A Slow Form of Alpha-2-macroglobulin in Diseased and Healthy Dogs

Abstract

Alpha-macroglobulins (AMs) function as non-specific protease inhibitors by using a so-called trapping mechanism, which is a compaction of the molecule that can be seen as a “fast” form in native polyacrylamide gel electrophoresis (PAGE). AMs also play a role in the transport and clearance of cytokines and growth factors from the circulation. In the dog, two AMs are known, alpha-1-macroglobulin (A1M) and alpha-2-macroglobulin (A2M). Using agarose and polyacrylamide gel electrophoresis of canine serum or plasma, we detected a cathodal, slow form of A2M. Upon activation with elastase, slow A2M resembled normal A2M in agarose gel electrophoresis, showing decreased negative charge at semi-saturation but not at full saturation with enzyme. In PAGE, however, slow A2M, unlike normal A2M, did not exhibit a “fast” form after short-term incubation with elastase. After incubation overnight, the “fast” form was seen, indicating a retarded reaction. Incubation of slow A2M with ammonium sulphate, a known activator of AMs, resulted in decreased negative charge in agarose gel electrophoresis and no reaction or partial reaction in PAGE. Slow A2M is present in fresh blood samples or may develop from partial alterations within a few days of storage.
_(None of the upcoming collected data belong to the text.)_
PR #10596, opened 2021-08-04
ship threaded disk write 2.2.x

huangminghuang:
## Change Description
This PR allows state history logs to be written to disk in separate threads.

port from #10504

## Change Type
**Select *ONE*:**
- [ ] Documentation

- [ ] Stability bug fix

- [x] Other

- [ ] Other - special case

## Testing Changes
**Select *ANY* that apply:**
- [ ] New Tests

- [x] Existing Tests

- [ ] Test Framework

- [ ] CI System

- [ ] Other

## Consensus Changes
- [ ] Consensus Changes

## API Changes
- [ ] API Changes

## Documentation Additions
- [ ] Documentation Additions

### DIFF
--- a/libraries/state_history/include/eosio/state_history/log.hpp
+++ b/libraries/state_history/include/eosio/state_history/log.hpp
@@ -17,6 +17,7 @@
 #include <fc/io/cfile.hpp>
 #include <fc/io/datastream.hpp>
 #include <fc/log/logger.hpp>
+#include <boost/asio.hpp>
 
 namespace eosio {
 
@@ -113,25 +114,17 @@ struct state_history_config {
    bfs::path archive_dir;
    uint32_t  stride             = UINT32_MAX;
    uint32_t  max_retained_files = 10;
+   uint32_t  num_buffered_entries = 2;
+   fc::logger* logger             = nullptr;
 };
 
 class state_history_log {
- private:
-   using cfile_stream        = fc::datastream<fc::cfile>;
-   const char* const    name = "";
-   cfile_stream         index;
-   uint32_t             _begin_block = 0;
-   uint32_t             _end_block   = 0;
-   chain::block_id_type last_block_id;
-   uint32_t             version = ship_current_version;
-   uint32_t             stride;
-
  protected:
-   cfile_stream write_log;
-   cfile_stream read_log;
-
-   using catalog_t = chain::log_catalog<state_history_log_data, chain::log_index<chain::state_history_exception>>;
-   catalog_t catalog;
+   using cfile_stream        = fc::datastream<fc::cfile>;
+ private:
+   const char* const    name = "";
+   uint32_t             version = ship_current_version;
+   uint32_t             stride;   
 
  public:
    // The type aliases below help to make it obvious about the meanings of member function return values.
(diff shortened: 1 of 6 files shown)


plugins/state_history_plugin/state_history_plugin.cpp
```diff
@@ -521,6 +521,7 @@ void state_history_plugin::plugin_initialize(const variables_map& options) {
       auto  dir_option = options.at("state-history-dir").as<bfs::path>();
 
       static eosio::state_history_config config;
```
heifner: Why is this `static`? This should be made non-static.

libraries/state_history/log.cpp
```diff
@@ -288,85 +333,155 @@ void state_history_log::split_log() {
...
+// always called from internal thread
+void state_history_log::write_entry(const chain::block_id_type& id, const chain::block_id_type& prev_id,
+                                    const std::shared_ptr<std::vector<char>>& data) {
+   state_history_log_header header{.magic = ship_magic(ship_current_version), .block_id = id};
+
+   std::unique_lock<std::mutex> lock(mx);
+   auto [block_num, start_pos] = write_entry_header(header, prev_id);
+   try {
+      lock.unlock();
+      this->write_payload(write_log, *data);
```
heifner, line 368: `write_log` is commented that it is protected by the mutex, but accessed outside of the mutex here. It looks like this is actually ok because `write_log` is only accessed from the strand. However, should probably either access with mutex held or move the declaration of `write_log` out of the section commented to be protected by the mutex.

libraries/state_history/log.cpp
```diff
@@ -288,85 +333,155 @@ void state_history_log::split_log() {
...
+   
+   if (write_thread_has_exception) {
+      std::rethrow_exception(eptr);
+   }
+   block_num_type block_num = chain::block_header::num_from_id(id);
+   auto shared_data = std::make_shared<std::vector<char>>(std::move(data));
+   boost::asio::post(work_strand, [this, id, prev_id, shared_data ]() {
+      write_entry(id, prev_id, shared_data);
+   });
+   cached[block_num] = shared_data;
```
heifner: `shared_data` can be `std::move` here to avoid one `shared_ptr` copy.

libraries/state_history/log.cpp
```diff
@@ -288,85 +333,155 @@ void state_history_log::split_log() {
...
+
+   while (cached.size() > num_buffered_entries && cached.begin()->second.use_count() == 1) {
+      // the log entry has been removed from write_queue, so we can safely erase it.
```
heifner: This comment could be a bit clearer I think. `write_queue` is an implicit queue of work_strand.

libraries/state_history/log.cpp
heifner: `last_block_id` does not need to be protected by mx.

libraries/state_history/include/eosio/state_history/log.hpp
```diff
@@ -140,33 +133,53 @@ class state_history_log {
...
+   void modify_entry(block_num_type block_num, Lambda f);
+
+   using cached_data_map = boost::container::flat_map<uint32_t, std::shared_ptr<std::vector<char>>>;
+   cached_data_map cached;
+   fc::logger      logger;
+
+ private:
+
+   std::thread                                                              thr;
+   uint32_t                                                                 num_buffered_entries;
```
heifner: This is always initialized in the constructor, but would be nice to initialize here for future proof.

plugins/state_history_plugin/state_history_plugin.cpp
```diff
@@ -499,6 +498,7 @@ void state_history_plugin::set_program_options(options_description& cli, options
            "enable debug mode for trace history");
    options("context-free-data-compression", bpo::value<string>()->default_value("zlib"), 
            "compression mode for context free data in transaction traces. Supported options are \"zlib\" and \"none\"");
+   options("state-history-num-buffered-entries", bpo::value<uint32_t>()->default_value(2), "size of the buffered state history log entries in memory");
```
heifner: Instead of adding this new option now, lets just go with hard-coded value of 2 and evaluate adding an option for this later.

heifner (changes requested):

huangminghuang:
> 

## Change Description
This PR allows state history logs to be written to disk in separate threads.

port from #10504



## Change Type
**Select *ONE*:**
- [ ] Documentation

- [ ] Stability bug fix

- [x] Other

- [ ] Other - special case




## Testing Changes
**Select *ANY* that apply:**
- [ ] New Tests

- [x] Existing Tests

- [ ] Test Framework

- [ ] CI System

- [ ] Other




## Consensus Changes
- [ ] Consensus Changes




## API Changes
- [ ] API Changes




## Documentation Additions
- [] Documentation Additions

heifner (approved):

Moreover, it is sometimes reversible. Our findings may indicate that slow A2M is a result of an instability of the molecule, leading to a conformational change, which affects electrical charge and impairs the ability to develop into the “fast” form upon activation. This may lead to a delayed clearance of protease and inflammatory mediators from the circulation. Slow A2M was predominantly found in diseased dogs, especially in the Labrador retriever.